§ **What the task requires**:
Reproduce the records starting at the line that contains "- for exceeding the length with the prompt" and running to the last line, exactly and in full.

§ **Provided records**:
Issue #773, opened 2025-09-04
if server.enable_soft_fail=True is set for unsupported server (e.g. trtllm), job should fail with error


Kipok:

shtoshni:
Solved in - https://github.com/NVIDIA/NeMo-Skills/pull/786

PR #786, opened 2025-09-05
TRTLLM  + Soft Fail

shtoshni:
Adding the basic, no-retry version of soft fail for TRTLLM. 
Resolves this - https://github.com/NVIDIA/NeMo-Skills/issues/773

### DIFF
--- a/nemo_skills/inference/model/__init__.py
+++ b/nemo_skills/inference/model/__init__.py
@@ -53,6 +53,9 @@ models = {
 def get_model(server_type, tokenizer=None, **kwargs):
     """A helper function to make it easier to set server through cmd."""
     model_class = models[server_type.lower()]
+    if server_type == "trtllm" and kwargs.get("enable_soft_fail", False):
+        if kwargs.get("context_limit_retry_strategy", None) is not None:
+            raise ValueError("context_limit_retry_strategy is not supported for trtllm")
     return model_class(tokenizer=tokenizer, **kwargs)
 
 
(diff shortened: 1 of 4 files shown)


shtoshni:
Tests are passing in my local setup.

tests/gpu-tests/run_qwen.sh
```diff
@@ -2,13 +2,16 @@
 # also need to define HF_TOKEN for some of the tests
 set -e
 
-export NEMO_SKILLS_TEST_HF_MODEL=Qwen/Qwen3-4B
 export NEMO_SKILLS_TEST_MODEL_TYPE=qwen
+# TRTLLM still doesn't support Qwen3 models, using a smaller Qwen2.5 model for context retry tests
```
Kipok, line 6: it actually does, but you need to use `--backend pytorch` argument in server args

nemo_skills/inference/model/__init__.py
```diff
@@ -53,6 +53,9 @@
 def get_model(server_type, tokenizer=None, **kwargs):
     """A helper function to make it easier to set server through cmd."""
     model_class = models[server_type.lower()]
+    if server_type == "trtllm" and kwargs.get("enable_soft_fail", False):
+        if kwargs.get("context_limit_retry_strategy", None) is not None:
+            raise ValueError("context_limit_retry_strategy is not supported for trtllm")
```
Kipok, line 58: what about api models, are they supported or it's case-by-case there?

Kipok (approved):

tests/gpu-tests/run_qwen.sh
shtoshni: oh i see

nemo_skills/inference/model/__init__.py
shtoshni: I have not tested API models so far.
It's a manual process where you get the errors: 
- for exceeding the length with the prompt only and 
- for exceeding the length with the generation messages + prompt.
 
Add parts of those error messages that we can compare against. And then write a regex to extract the error info from that. 

Let me add it in another PR.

§ **Exercise output**:
- for exceeding the length with the prompt only and 
- for exceeding the length with the generation messages + prompt.
 
Add parts of those error messages that we can compare against. And then write a regex to extract the error info from that. 

Let me add it in another PR.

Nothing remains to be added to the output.